# ACTION ITEM:
Scan the records below. List lines holding "release".

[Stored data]

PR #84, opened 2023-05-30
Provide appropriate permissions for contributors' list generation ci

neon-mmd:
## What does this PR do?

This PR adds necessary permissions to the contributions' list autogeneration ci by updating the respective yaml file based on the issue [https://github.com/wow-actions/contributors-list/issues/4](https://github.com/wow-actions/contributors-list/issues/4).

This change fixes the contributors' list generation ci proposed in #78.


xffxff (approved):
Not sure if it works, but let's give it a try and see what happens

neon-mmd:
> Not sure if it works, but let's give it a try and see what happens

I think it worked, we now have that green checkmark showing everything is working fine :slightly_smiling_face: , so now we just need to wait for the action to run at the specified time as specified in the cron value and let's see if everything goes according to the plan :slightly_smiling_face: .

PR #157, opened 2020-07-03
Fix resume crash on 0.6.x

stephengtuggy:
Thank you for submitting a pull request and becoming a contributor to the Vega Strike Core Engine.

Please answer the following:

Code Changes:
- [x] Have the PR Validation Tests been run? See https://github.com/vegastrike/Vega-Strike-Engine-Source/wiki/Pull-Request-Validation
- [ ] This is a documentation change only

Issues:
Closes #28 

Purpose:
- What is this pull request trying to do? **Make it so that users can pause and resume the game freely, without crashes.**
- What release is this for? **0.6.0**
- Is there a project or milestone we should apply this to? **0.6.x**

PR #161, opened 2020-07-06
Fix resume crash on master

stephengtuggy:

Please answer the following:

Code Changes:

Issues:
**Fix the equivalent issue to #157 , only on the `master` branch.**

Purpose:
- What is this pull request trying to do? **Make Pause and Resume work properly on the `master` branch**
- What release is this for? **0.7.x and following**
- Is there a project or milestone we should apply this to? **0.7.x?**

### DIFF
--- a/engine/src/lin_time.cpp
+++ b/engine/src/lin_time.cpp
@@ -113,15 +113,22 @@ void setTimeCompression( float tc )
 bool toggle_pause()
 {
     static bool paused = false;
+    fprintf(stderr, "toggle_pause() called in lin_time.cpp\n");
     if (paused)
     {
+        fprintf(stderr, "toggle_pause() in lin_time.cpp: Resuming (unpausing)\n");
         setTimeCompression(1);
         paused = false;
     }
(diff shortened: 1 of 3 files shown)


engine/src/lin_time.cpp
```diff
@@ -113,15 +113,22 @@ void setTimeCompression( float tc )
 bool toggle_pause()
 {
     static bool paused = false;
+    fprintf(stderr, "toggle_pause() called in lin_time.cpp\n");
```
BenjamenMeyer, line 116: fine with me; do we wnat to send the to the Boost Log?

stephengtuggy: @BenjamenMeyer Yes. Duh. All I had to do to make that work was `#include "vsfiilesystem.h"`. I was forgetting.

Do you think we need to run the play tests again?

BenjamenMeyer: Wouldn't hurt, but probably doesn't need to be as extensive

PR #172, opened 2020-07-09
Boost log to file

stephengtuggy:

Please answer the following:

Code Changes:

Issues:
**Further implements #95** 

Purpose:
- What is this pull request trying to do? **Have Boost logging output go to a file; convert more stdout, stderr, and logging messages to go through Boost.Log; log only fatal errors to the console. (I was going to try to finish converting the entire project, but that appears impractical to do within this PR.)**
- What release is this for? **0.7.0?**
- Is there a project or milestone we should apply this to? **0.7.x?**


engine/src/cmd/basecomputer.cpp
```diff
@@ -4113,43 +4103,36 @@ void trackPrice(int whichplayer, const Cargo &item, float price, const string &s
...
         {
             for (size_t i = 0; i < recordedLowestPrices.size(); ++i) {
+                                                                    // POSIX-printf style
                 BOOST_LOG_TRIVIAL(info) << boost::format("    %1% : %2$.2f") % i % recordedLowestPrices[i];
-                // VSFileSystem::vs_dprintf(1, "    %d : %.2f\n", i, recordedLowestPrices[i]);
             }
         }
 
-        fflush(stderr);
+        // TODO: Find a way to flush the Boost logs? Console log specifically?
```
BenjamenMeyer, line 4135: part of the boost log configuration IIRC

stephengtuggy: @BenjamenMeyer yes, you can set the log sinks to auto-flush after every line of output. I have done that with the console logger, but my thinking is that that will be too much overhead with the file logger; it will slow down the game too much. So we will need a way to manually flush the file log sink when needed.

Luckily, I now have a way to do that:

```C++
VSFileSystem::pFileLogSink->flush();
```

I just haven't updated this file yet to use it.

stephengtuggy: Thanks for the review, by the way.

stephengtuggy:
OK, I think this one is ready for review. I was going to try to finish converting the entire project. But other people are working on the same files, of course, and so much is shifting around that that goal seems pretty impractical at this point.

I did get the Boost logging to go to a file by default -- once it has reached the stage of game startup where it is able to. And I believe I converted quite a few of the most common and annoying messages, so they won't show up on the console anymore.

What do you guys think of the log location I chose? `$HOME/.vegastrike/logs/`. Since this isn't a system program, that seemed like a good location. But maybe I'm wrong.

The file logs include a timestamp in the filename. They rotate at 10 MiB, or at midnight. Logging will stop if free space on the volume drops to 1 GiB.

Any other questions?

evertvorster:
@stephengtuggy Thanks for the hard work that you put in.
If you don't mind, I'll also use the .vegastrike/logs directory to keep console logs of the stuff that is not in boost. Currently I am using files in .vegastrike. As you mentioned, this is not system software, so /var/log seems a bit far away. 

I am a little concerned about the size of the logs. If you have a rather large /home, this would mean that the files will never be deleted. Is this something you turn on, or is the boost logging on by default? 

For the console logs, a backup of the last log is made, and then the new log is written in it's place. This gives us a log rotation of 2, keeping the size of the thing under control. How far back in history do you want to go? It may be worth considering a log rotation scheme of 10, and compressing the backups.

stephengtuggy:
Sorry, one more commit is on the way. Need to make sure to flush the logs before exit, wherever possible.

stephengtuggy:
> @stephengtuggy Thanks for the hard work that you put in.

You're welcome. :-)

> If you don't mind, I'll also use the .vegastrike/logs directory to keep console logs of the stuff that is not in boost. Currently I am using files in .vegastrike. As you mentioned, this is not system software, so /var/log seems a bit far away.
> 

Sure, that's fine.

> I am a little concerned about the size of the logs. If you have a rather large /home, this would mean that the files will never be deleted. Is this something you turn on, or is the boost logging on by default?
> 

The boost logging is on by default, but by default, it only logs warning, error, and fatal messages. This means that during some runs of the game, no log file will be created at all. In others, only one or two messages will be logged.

# OUTPUT FOR THIS TASK:
- What release is this for? **0.6.0**
- What release is this for? **0.7.x and following**
- What release is this for? **0.7.0?**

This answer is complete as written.